- Opening Delimiter -

Issue #20, opened 2016-11-21
Rails 5 Release


athix:
Creating this issue to discuss releasing a version that fixes all the rails 5 deprecation warnings. Probably won't have time to develop some of the more major items, so I was thinking maybe call this release 0.10.0 and have it be the last release before we go through the existing code with a fine tooth comb and modularize the various features (1.0.0). IIRC, master branch solves most if not all of the problems, so it will be more going through and verifying it's production ready.

@Ch4s3, what are your thoughts and availability? I'll likely be able to dedicate large amounts of time over the next week or two to getting this done.

athix:
Running into this issue when trying to use the latest version in my app, any ideas?

<img width="508" alt="screen shot 2016-12-22 at 2 45 30 pm" src="https://cloud.githubusercontent.com/assets/1802598/21443002/8a0a477c-c856-11e6-8b94-04511b3149f1.png">

kyuden:
@athix  Did you try to do `bundle update`?

dankimio:
Should we weaken dependency requirements?

athix:
@kyuden This error is from running `bundle update`.

I've looked into this a bit more, and it's looking like oauth2's outdated dependencies are the cause of the issue. There's open pull requests to fix them (`intridea/oauth2` [#277](https://github.com/intridea/oauth2/pull/277),[#278](https://github.com/intridea/oauth2/pull/278)), but until that happens I don't really know what we can do to fix it.

athix:
Resolved the issue by locking the twitter gem to `~> 5.0`.

PR #21, opened 2016-11-27
Test against Rails 5 by default

kyuden:
This PR pass all tests and fix deprecation warnings on Rails 5.

In the process, I removed test of rails 4.0.1. https://github.com/Sorcery/sorcery/commit/b69a89bbe0e6ed2aac6a9fc3694ce1bfaf248a71
Because `render plain` did not exist on rails 4.0.1, but It needs on Rails 5. https://github.com/Sorcery/sorcery/commit/4fc164f2e285ca1f85d16497113b8730bedd3041
I can also fix this problem with the way like [this](https://github.com/Sorcery/sorcery/compare/master...kyuden:rails5?expand=1#diff-d0d1d0d5ee17b0aee49ab5b831d7e9a3R66) , but rails 4.0.1 have not been maintained yet. So I removed test of rails 4.0.1.  What do you think?

related: https://github.com/Sorcery/sorcery/issues/20

edit:
I noticed test of rails 4.0.1 don't need to be drop. So, I added a test of rails 5 only.

### DIFF
--- a/.travis.yml
+++ b/.travis.yml
@@ -31,6 +31,12 @@ matrix:
     - rvm: 2.0.0
       gemfile: gemfiles/active_record-rails42.gemfile
 
+    - rvm: 2.0.0
+      gemfile: Gemfile
+
+    - rvm: 2.1
+      gemfile: Gemfile
+
     - rvm: jruby
       gemfile: Gemfile
 
--- a/.travis.yml
+++ b/.travis.yml
@@ -2,9 +2,9 @@ language: ruby
 rvm:
   - jruby
   - 2.0.0
-  - 2.1
-  - 2.2
-  - 2.3.0
+  - 2.1.10
+  - 2.2.6
+  - 2.3.3
 
 env:
   global:
@@ -34,14 +34,14 @@ matrix:
     - rvm: 2.0.0
       gemfile: Gemfile
 
-    - rvm: 2.1
+    - rvm: 2.1.10
       gemfile: Gemfile
+
+    - rvm: 2.2.6
+      gemfile: gemfiles/active_record-rails40.gemfile
+
+    - rvm: 2.3.3
+      gemfile: gemfiles/active_record-rails40.gemfile
 
     - rvm: jruby
       gemfile: Gemfile
-
-    - rvm: 2.2
-      gemfile: gemfiles/active_record-rails40.gemfile
-
-    - rvm: 2.3.0
-      gemfile: gemfiles/active_record-rails40.gemfile
--- a/Gemfile
+++ b/Gemfile
@@ -1,6 +1,6 @@
 source 'https://rubygems.org'
 
-gem 'rails', '~> 4.0'
+gem 'rails', '~> 5.0.0'
 gem 'sqlite3'
 gem 'pry'
 
--- a/Gemfile
+++ b/Gemfile
@@ -1,6 +1,7 @@
 source 'https://rubygems.org'
 
 gem 'rails', '~> 5.0.0'
+gem 'rails-controller-testing'
 gem 'sqlite3'
 gem 'pry'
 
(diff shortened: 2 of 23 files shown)


athix:
Thanks! My time is limited, but I'll try to review then merge this when I get a chance.

kyuden:
@athix  I'm looking forward to it :) 
There are many PRs not reviewed. If you add me to the sorcery organization, I will do it in my free time. I think the sorcery organization needs more maintainers.

athix:
@kyuden, I definitely agree. I'll add you to the org, I'd just ask that you refrain from merging PRs without discussing it with @Ch4s3 and/or myself first.

kyuden:
@athix Thanks!, That would be fine.

.travis.yml
```diff
@@ -1,18 +1,16 @@
 language: ruby
 rvm:
   - jruby
-  - 2.0.0
-  - 2.1
-  - 2.2
-  - 2.3.0
+  - 2.1.10
+  - 2.2.6
+  - 2.3.3
```
kyuden: > we should also keep support for 2.0

Okay. I changed to support it

Gemfile
```diff
@@ -1,6 +1,7 @@
 source 'https://rubygems.org'
 
-gem 'rails', '~> 4.0'
+gem 'rails', '~> 5.0.0'
+gem 'rails-controller-testing'
```
kyuden: > We should try to minimize dependencies wherever possible.

I agree. But, this gem is very useful for passing controller spec on both Rails4.x and Rails5. Besides, this gem is maintained by rails organization. I think that it is better to use it.

sorcery.gemspec
```diff
@@ -30,7 +30,6 @@ Gem::Specification.new do |s|
 
   s.add_development_dependency "timecop"
   s.add_development_dependency "simplecov", ">= 0.3.8"
-  s.add_development_dependency "rspec", "~> 3.1.0"
-  s.add_development_dependency "rspec-rails", "~> 3.1.0"
+  s.add_development_dependency "rspec-rails", "~> 3.5"
```
kyuden: I fixed it.

.travis.yml
kyuden: @athix Many other gems also have used this approach.

athix: @kyuden, I'm sure what you have is fine. I just want to verify that we weren't using 2.1 and 2.2 for a specific reason and won't have time until this weekend to do so.

Thanks again for getting this in, the only blocker I see right now is the travis versioning; so it should be merged soon.

kyuden: Thanks!

Gemfile
dankimio: I think we should keep the dependency. Since we're upgrading to Rails 5, it will make tests passing on both Rails 4 and 5, otherwise we'd have to manually update all controller tests for Rails 5. The gem itself is not too heavy.

.travis.yml
kyuden: @athix  Are you busy this week?

athix: From what I can tell, using 2.x should use the latest patch level version of x. Can we try using `2.0`, `2.1`,`2.2`, and `2.3` to see how it handles each? If any of them fail to use the latest version, I'd say it would be fine to use the patch specification, otherwise it's easier to maintain if we keep it to minor only.

athix: Ah, sorry forgot about that. I'll play around with travis on my fork and see if I can get the fuzzy version locking playing nicely. For now, I'll go ahead and merge this in.

dankimio: I think we should use the latest patch version possible. I don't see any point in testing on the older versions. Also, Ruby 2.0.0 is not supported anymore, so it's a good idea to specify the latest patch version. This PR should be merged, Ruby versions for `.travis.yml` can be discussed separately.

kyuden:
@athix  Thank you for your reply in your busy time :)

- Closing Delimiter -

PROBLEM DESCRIPTION:
Once you have located every line with the word "looking" in the material above, list those lines.

PROBLEM SOLUTION:
I've looked into this a bit more, and it's looking like oauth2's outdated dependencies are the cause of the issue. There's open pull requests to fix them (`intridea/oauth2` [#277](https://github.com/intridea/oauth2/pull/277),[#278](https://github.com/intridea/oauth2/pull/278)), but until that happens I don't really know what we can do to fix it.
@athix  I'm looking forward to it :) 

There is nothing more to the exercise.